Ты проиграл, Чезаре, грустно подумал Гурьев. На этот раз проиграл. Ты просто не предполагал, кто твой настоящий противник. В этом всё дело. Извини. Ничего личного. Или – всё-таки личное?
Несколькими секундами позже в комнату влетел с револьвером в вытянутой руке Джованни. Увидев разделанную тушу дядюшки Чезаре в окружении живописно располосованных трупов остальных приближённых старого дона, он, повинуясь властному движению руки Гурьева, сжимавшей одного из Близнецов, медленно опустил ствол.
– Эй, парень, – едва сдерживая неотвратимо подступающую тошноту, прохрипел гангстер. – Ты что же, стрелять не умеешь?
– Я боюсь рикошетов, – усмехнулся Гурьев.
Он ритуальным синхронным движением встряхнул Близнецов, сгоняя кровь с клинков. От этого жеста у Джованни похолодели конечности и взмокли подмышки.
– Тибури, – тихо проговорил Гурьев. – Это называется – тибури. По следу тибури можно определить школу меча, Джованни. Только нужно учиться. Долго-долго.
Улыбаясь, Гурьев смотрел на гангстера. Едва слышно щёлкнул фиксатор. Несколько капель крови упали с потолка, запятнали воротник рубашки младшего Карлуччо, обожгли ему ухо и щёку. Он вздрогнул, тупо отметив краем сознания, что так и не увидел, когда этот дьявол успел спрятать свои жуткие – ножи, мечи? Сладкий запах крови дурманил сознание. Крови было – много. Повсюду. Куда больше, чем обычно.
– Я выполнил свою часть договора, Джованни. Тебе нравится?
– Неплохо, – всё ещё сражаясь с тошнотой, пробормотал Карлуччо. – Давай, проваливай поскорей. Чтобы я тебя больше никогда в жизни не видел.
– Ты мне тоже безумно дорог, Джованни, – усмехнулся Гурьев. – Не забудь сообщить тем, кто захочет снова потревожить мистера Рассела и его семью, что я не советую им этого делать.
– Да уж будь спокоен, – Карлуччо-младший, глядя в мёртвые глаза своего предшественника, громко сглотнул.
– Ну, вот и славно, – кивнул Гурьев, и, видя, что Карлуччо всё ещё «плывёт», задумчиво проговорил: – Когда-то на родине моего учителя существовал милый обычай: новый клинок пробовали на прочность и остроту, убивая случайного прохожего-простолюдина. Пока меч не отведал живой крови человека, он не может стать настоящим вместилищем души самурая.

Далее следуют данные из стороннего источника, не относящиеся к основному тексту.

PR #38, opened 2025-12-17
Add external_portmap option to server config.

arenaud16:
In some cases we want to rely on the system portmapper instead of deploying our own version this change
allow us to register to the system portmapper
if server option "external_portmap" is set to true


arenaud16:
Not sure how to add **libtirpc-dev** to the build container it is needed

PR #194, opened 2026-02-14
Add KVM-based Windows SMB integration tests

benjarvis:
## Summary

- Adds infrastructure to build a Windows Server 2025 QEMU image and run native PowerShell tests over mapped SMB shares against chimera's SMB server
- Exercises the real Windows SMB client stack (NTLM auth, file I/O, directory operations) rather than POSIX compatibility layers
- Three test cases per backend: `auth_ntlm`, `file_io`, `dir_ops`

## Known issues

- `file_io` test crashes chimera on memfs backend (ASAN abort in `chimera_smb_query_directory_readdir_complete`)
- `file_io` test fails on linux backend (`Remove-Item` reports file not found after successful write/read)
- These are pre-existing server bugs that the new tests correctly surface

### DIFF
--- a/CMakeLists.txt
+++ b/CMakeLists.txt
@@ -140,6 +140,7 @@ else()
 endif()
 
 set(KVM_TESTING_AVAILABLE FALSE)
+set(KVM_WINDOWS_TESTING_AVAILABLE FALSE)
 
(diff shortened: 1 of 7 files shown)


benjarvis:
Not going to do this, instead aiming to ultimately add windows tests using native windows runners as there's no licensing concerns that way.

PR #255, opened 2026-05-19
S3: implement multipart upload with VFS-capability-driven assembly

benjarvis:
## Summary

Implements S3 multipart upload end-to-end, then makes the AWS-spec-deviant pieces of CompleteMultipartUpload / UploadPart / AbortMultipartUpload conformant.

### Commit 1 — phase 1 API surface
Wires up the six multipart operations: `CreateMultipartUpload`, `UploadPart`, `CompleteMultipartUpload`, `AbortMultipartUpload`, `ListParts`, `ListMultipartUploads`.

- In-memory multipart table on the shared S3 server state, RW-locked, with per-upload mutex + refcount so async `UploadPart` and `Abort` can interleave safely across worker threads.
- `UploadPart` writes each part into an unlinked file via `chimera_vfs_create_unlinked` when the destination VFS module sets `CAP_CREATE_UNLINKED`, otherwise a `._chimera_mpu_*` temp file — same fallback pattern as PUT.
- Bug fix in V4 canonical query string encoding: bare keys (`?uploads`) must be canonicalized as `uploads=` per the AWS spec; multipart auth was failing without this.

### Commit 2 — phase 2 part assembly
`CompleteMultipartUpload` walks the part list and stitches sources into the final object. The destination's VFS module capabilities select the primitive:

| Cap advertised | Path |
|---|---|
| `CAP_MOVE_RANGE` | `chimera_vfs_move_range` (memfs — zero-copy block transfer) |
| `CAP_COPY_RANGE` | `chimera_vfs_copy_range` (linux / io_uring — `copy_file_range(2)`) |
| neither | chunked `chimera_vfs_read` + `chimera_vfs_write` loop (cairn) |

Parts are held open through assembly; their file handles + tmp files are released by the existing async part-destroy chain after the final object is linked into place.

### Commit 3 — AWS compliance: manifest validation + part limits
Previous phases ignored the `CompleteMultipartUpload` body and always assembled the full server-side part list. Real S3 clients send a manifest specifying which parts (and in what order) to combine, and some legitimately complete with a subset. Now:

- Notifier accumulates the body for `POST`-with-`uploadId` instead of draining; new two-phase Complete flow waits for the body, parses it (hand-rolled XML scanner), validates against the server's recorded parts, and only then detaches the upload and starts assembly.
- Assembly walks the **client's** part list (subset and ordering honored), not the server's full list.
- New error paths: `InvalidPart` (ETag mismatch or part not found), `InvalidPartOrder` (manifest not strictly ascending), `EntityTooSmall` (non-final part < 5 MiB), `MalformedXML` (body unparseable or > 16 MiB).
- `UploadPart` rejects `PartNumber < 1 || > 10000` with `InvalidArgument`.
- `AbortMultipartUpload` returns HTTP 204 (was 200) via a new `NoContent` status mapping.
- Failed validation leaves the upload in the table for retry.

## Tests

`test_multipart` in `tests/s3_test.py` exercises the full lifecycle and asserts content correctness; registered against memfs / linux / io_uring / cairn so every assembly path runs the same scenarios:

- 3 equal 5 MiB parts — assembled object equals `part1 ‖ part2 ‖ part3`
- 3 varied-size parts (5 / 6 / 5 MiB)
- **Subset completion** — complete [1, 3] of 3 uploaded; result = `part1 ‖ part3`
- **Wrong ETag** → `InvalidPart`; verified upload survives for retry
- **Out-of-order manifest** → `InvalidPartOrder`
- **Nonexistent part_number** → `InvalidPart`
- **Two 1-MiB parts** → `EntityTooSmall`
- **`PartNumber=0` and `PartNumber=10001`** → `InvalidArgument`
- **Abort path** — uploaded part discarded, no final object materialized
- **`NoSuchUpload`** — `ListParts` on bogus upload id

Two backends are deliberately omitted from the multipart matrix with inline `CMakeLists.txt` notes:

- **demofs (V4)** — RW assembly works on cairn but corrupts data on demofs (read iov passed back to write on a different file). Suspected demofs bug, not in the S3 layer.
- **memfs (V2)** — V2 signing's canonical resource doesn't yet include the multipart subresources (`uploads`, `uploadId`, `partNumber`).

## Verification

- `make syntax-check` ✅
- `make build_release` ✅
- `make build_clang` (scan-build) ✅ — "No bugs found"
- `make reuse-lint` ✅
- `make test_debug`: **1894/1894 pass, 0 failed** (including all 34 V4 + V2 S3 tests)

## Known gaps not addressed in this PR

Documented for follow-up. Severity = interop impact for typical S3 client traffic.

**HIGH:**
- **ETag is XXH3-128, not MD5.** Real S3 per-part ETag = MD5 of part body, final = `MD5(concat-of-MD5s)-<count>`. Clients like aws-cli verify per-part ETags against locally-computed MD5; ours mismatch. (The manifest validation in this PR is unaffected — the client just echoes what we returned — but post-upload integrity checks will fail.)

**MEDIUM:**
- **No persistence.** Multipart state is in-memory only; lost on restart.
- **`CreateMultipartUpload` drops object metadata.** `Content-Type`, `Cache-Control`, `Content-Encoding`, `Content-Disposition`, `x-amz-meta-*` headers are not stored and don't apply to the final object.
- **No pagination in `ListParts`** (`max-parts`, `part-number-marker` ignored). Listing > ~1000 parts overflows the 1 MiB response buffer.
- **No pagination/filtering in `ListMultipartUploads`** (`max-uploads`, `key-marker`, `prefix`, `delimiter` ignored). No `CommonPrefixes`.

**LOW:**
- `UploadPartCopy` (PUT with `x-amz-copy-source` header) not implemented.
- No `Owner` / `Initiator` XML elements in ListParts / ListMultipartUploads.
- No SSE / SSE-C / SSE-KMS anywhere in chimera S3 (pre-existing).
- No `HEAD` on individual parts.
- No keep-alive newlines during long `CompleteMultipartUpload` assembly.
- V2 signing canonical resource doesn't include multipart subresources.
- `CompleteMultipartUpload` returns HTTP 400 on validation failure, not AWS's "200 with error body" pattern.


benjarvis:
This is not a done deal yet but given we have nothing now I'll merge it and address its shortcomings in future PRs.

PR #259, opened 2026-05-19
smb: tighten SMB2 READ validation and track per-handle position

benjarvis:
## Summary

Bring `chimera_smb_read` in line with MS-SMB2 §3.3.5.12 for protocol corners exercised by Samba's `smb2.read` smbtorture suite:

- **`INVALID_DEVICE_REQUEST`** when reading a directory handle
- **`ACCESS_DENIED`** when the open lacks `FILE_READ_DATA`/`FILE_EXECUTE`
- **`INVALID_PARAMETER`** for negative offsets, `offset + length` overflow, `Length > MaxReadSize`, or `MinimumCount > Length`
- **`END_OF_FILE`** when actual bytes read are below `MinimumCount`

Also advances `open_file->position` by the number of bytes read so that subsequent `FileAllInformation` queries see a correct file position (previously stuck at 0 unless the client explicitly set it via `SET_INFO POSITION_INFO`).

Unblocks 4 of 5 `smb2.read` subtests under smbtorture (`eof`, `position`, `dir`, `access`). The remaining one (`bug14607`) needs a samba-test-only FSCTL.

### DIFF
--- a/src/server/smb/smb_proc_read.c
+++ b/src/server/smb/smb_proc_read.c
@@ -25,6 +25,10 @@ chimera_smb_read_callback(
     int                               chunk_niov;
     int                               i;
 
+    if (!error_code) {
+        request->read.open_file->position = request->read.offset + count;
+    }
+
     chimera_smb_open_file_release(request, request->read.open_file);
 
     request->read.niov     = niov;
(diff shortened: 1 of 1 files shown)


benjarvis:
Pushed a follow-up commit (c534821) to fix the SMB CI failures.

The original commit's strict `FILE_READ_DATA | FILE_EXECUTE` check rejected the Linux CIFS client, which opens files with `GENERIC_READ` (0x80000000) and never the specific `FILE_READ_DATA` bit. That caused ~50 cthon/xfstests SMB tests to fail with `STATUS_ACCESS_DENIED` across all backends. The follow-up broadens the check to also accept the generic and maximum-allowed bits — `smbtorture smb2.read.access` still hits the deny path because it deliberately opens with none of these set.

PR #273, opened 2026-05-19
Unified lease/lock backend (NFSv3, NFSv4, SMB2 share/range/oplock)

benjarvis:
## Summary

Introduces a single VFS-layer state object (\`vfs_state\`) that coordinates byte-range locks, share-mode reservations, and breakable caching leases across NFSv3 (NLM), NFSv4, and SMB2. The protocol layers stop maintaining their own per-protocol lock tables and instead acquire/release leases through one shared backend with a unified conflict matrix.

The motivation: today NFS and SMB lock state are completely disjoint, so an NFS write doesn't block a conflicting SMB open and vice versa. Once Chimera grants SMB leases or NFSv4 delegations, that incoherence becomes a correctness problem — the holder caches based on assumptions the other protocol can't honor. \`vfs_state\` is the single source of truth all three protocols consult.

## Design at a glance

Three lease kinds on one per-file state object:

- \`RANGE\` — byte-range locks (NLM, NFSv4 LOCK, SMB2 LOCK)
- \`SHARE\` — whole-file share/deny reservations (NFSv4 OPEN, SMB CREATE \`share_access\`)
- \`CACHING\` — breakable caching leases (NFSv4 delegations, SMB2 leases / oplocks)

Conflict matrix lives in one place. Same-owner coalescing implements the SMB lease-key rule (multi-open by one client shares one lease) and the NFSv4 lock-owner rule. SMB2 RWH bits are the lingua franca; per-protocol mappers translate at call sites.

Async \`chimera_vfs_lease_acquire\` supports waiting on breakable conflicts via a per-file pending queue; break orchestration invokes the holder's \`break_cb\`, transitions IDLE → BREAKING → ACKED/REVOKED, and pumps the queue so waiting acquires retry.

## What's in scope here

- **Foundation** (\`src/vfs/vfs_state.{h,c}\` + 17 unit tests)
- **Range locks**: NFSv4 LOCK/LOCKT/LOCKU migrated; LOCKU now releases the precise lease (previously fcntl unlock without tracking); NLM TEST/LOCK/UNLOCK migrated, per-host conflict scan deleted; NLM CANCEL implemented (was a stub returning GRANTED); new SMB2_LOCK opcode dispatch with parse/handler/reply.
- **Share modes**: SMB CREATE share-mode check routes through vfs_state (legacy sharemode table bypassed); NFSv4 OPEN \`share_access\` / \`share_deny\` honored (previously a single-flag no-op at line 298).
- **SMB caching leases**: CREATE grants SMB2 leases (RqLs v1/v2) and legacy oplocks; new \`smb_proc_oplock_break.c\` builds and sends the OPLOCK_BREAK Notification on the conn that owns the lease; SMB2_OPLOCK_BREAK ack handler echoes the Response packet; \`chimera_smb_conn_free\` clears \`create_conn\` so \`break_cb\` never dereferences a freed bind.

## Behavior changes worth flagging

- NFSv4 OPEN can now return \`NFS4ERR_SHARE_DENIED\` (previously always granted regardless of share_deny).
- NFSv4 LOCKU returns \`NFS4ERR_LOCK_RANGE\` for unmatched ranges (previously called fcntl unlock blindly).
- SMB2 byte-range LOCK / UNLOCK now actually work (previously \`STATUS_NOT_IMPLEMENTED\`).
- SMB CREATE can now grant SMB2 leases and oplocks (previously always \`OPLOCK_LEVEL_NONE\`).
- **Regression**: NFSv3 byte-range locks no longer survive a server restart — the NLM on-disk lease list is removed per the approved in-memory-only plan. The 90s grace window still opens; it just finds nothing to reclaim.

## What's deferred

- **NFSv4 callback channel + delegations**. OPEN still returns \`OPEN_DELEGATE_NONE\`. Granting delegations requires a server-initiated RPC direction (CB_COMPOUND / CB_RECALL) which doesn't exist in the codebase yet — needs new infrastructure in \`evpl_rpc2\` plus BIND_CONN_TO_SESSION, DELEGRETURN, RENEW. Slated for a follow-up.
- **Persistence**. All vfs_state lives in memory. Reclaim handshakes (NLM grace already wired; NFSv4 \`CLAIM_PREVIOUS\`+\`reclaim=1\`; SMB3 DH2Q/DH2C) work across client disconnect within one server lifetime but not across crashes. Persistence is a separate follow-up (per-backend journaling vs outboard KV — undecided).

## Verification

- 1891 tests pass debug + release. NLM lockf and cthon tlock suites exercise the migrated NLM path; \`vfs_state_test.c\` exercises the full conflict matrix in isolation.
- \`scan-build\` clean (debug + release).
- \`reuse-lint\` clean, \`syntax-check\` clean.
- The libevpl network tests (\`bulk_msg_tcp\`, \`ping_pong_msg_tcp\`, \`bulk_stream_tcp\`, \`ping_pong_msg_tls\`) are intermittently flaky under parallel load and unrelated to this change; all pass when re-run solo.

## Commit layout

1. \`vfs: add unified lease/lock state backend\` — additive, no behavior change, 17-test suite included.
2. \`server: route NLM, NFSv4, and SMB locking through vfs_state\` — wires every protocol through the new backend.

### DIFF
--- a/src/server/nfs/nfs.c
+++ b/src/server/nfs/nfs.c
@@ -519,7 +519,9 @@ chimera_nfs_server_notify(
                 if (nlm_cli->conn_count == 0) {
                     /* Last connection for this hostname -- release locks */
                     nlm_client_release_all_locks(&shared->nlm_state, nlm_cli,
-                                                 thread->vfs_thread, &anon_cred);
+                                                 thread->vfs_thread,
+                                                 thread->vfs->vfs_state,
+                                                 &anon_cred);
                     release_locks = true;
                 }
                 pthread_mutex_unlock(&shared->nlm_state.mutex);
--- a/src/server/nfs/nfs4_proc_lock.c
+++ b/src/server/nfs/nfs4_proc_lock.c
@@ -2,12 +2,16 @@
 //
 // SPDX-License-Identifier: LGPL-2.1-only
 
+#include <stdlib.h>
+#include <xxhash.h>
+
 #include "nfs4_procs.h"
 #include "nfs4_status.h"
 #include "nfs4_session.h"
 #include "nfs4_state.h"
 #include "vfs/vfs_procs.h"
 #include "vfs/vfs_release.h"
+#include "vfs/vfs_state.h"
 
 /*
  * RFC 7530 §9.1.7 LOCK completion wrapper.  Advances the owner seqid(s)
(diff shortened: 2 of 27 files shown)


benjarvis:
Rebased onto current `main` (picks up #253's unified NFSv4 state-model rewrite and the libevpl bump).

Since #253 replaced the slot-array `nfs4_state` model this branch was originally built on, the NFSv4 lock/share integration was reimplemented against the new `nfs_open_state` / `nfs_lock_state` / `nfs_state_table` model (third commit). Key points:

- NFSv4 LOCK/LOCKU/LOCKT now route through `vfs_state` instead of the legacy `chimera_vfs_lock` backend. Per-`nfs_lock_state` range-lease list; LOCKU/LOCKT are now synchronous.
- NFSv4 OPEN acquires a `vfs_state` SHARE lease in `chimera_nfs4_open_install_state`, layering cross-protocol (NLM/SMB) coordination on top of upstream's intra-client `nfs_client_check_share_conflict`.
- Lease release is hooked into `open_state_cleanup` / `lock_state_cleanup` — the refcounted teardown choke points — so CLOSE, lock-owner teardown, and client expiry all release correctly.
- Side benefit: NFSv4 byte-range locks now work on all backends (memfs/cairn/demofs), not just fcntl-backed ones.

NLM and SMB integration is unchanged from the original push. NFSv4 delegations + the callback channel remain deferred (unchanged). All 2396 tests pass debug + release; scan-build clean.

Гурьев вдруг повернулся лицом к Карлуччо и отвесил тому изысканный поклон. Выпрямившись, он произнёс:
– Я, Сумихара-но Тагэясу-но Мишима Якугуро, даймё[71] Таэси-но Ками Сацумото, воин Пути, благодарю тебя, акунин[72] Карлуччо Джованни, за предоставленную возможность исполнить ритуал испытания мечей по имени Близнецы в соответствии с законами, правилами и обычаями Бусидо. В награду за эту услугу я дарю жизнь тебе и твоей семье. Впредь будь осторожен и знай: ты поступил мудро и дальновидно, решив не стоять у меня на пути. Моё слово, данное тебе, защищает тебя лишь до тех пор, пока ты держишь своё. Помни об этом все дни твоей жизни, акунин Карлуччо Джованни. Прощай.
Джованни затряс головой и зажмурился: Гурьев натурально исчез. Опять. Только что стоял перед ним с этими своими жуткими – что же это такое было-то, святые угодники?! – в руках, и вот – его нет, словно и вправду его черти отсюда выдернули!
Торопливо спрятав револьвер, Карлуччо, шепча молитву Пречистой Деве, трижды осенил себя крестным знамением – всей ладонью, как принято у католиков с острова Сицилия, похожего на песчаную треуголку, брошенную в сине-зелёное тёплое море.
Нью-Йорк. Февраль 1934 г
Когда Гурьев вошёл в охотничий домик, детектив уже начинал нервничать. Увидев Гурьева, живого, невредимого и даже не запыхавшегося, он только хрюкнул и покрутил головой. Гурьев жестом успокоил его, распахнул дверь и шагнул в комнату, где находилась Эйприл с детьми.
– Ну, вот, – проговорил он и улыбнулся. – Теперь всё закончилось. Мальчики спят?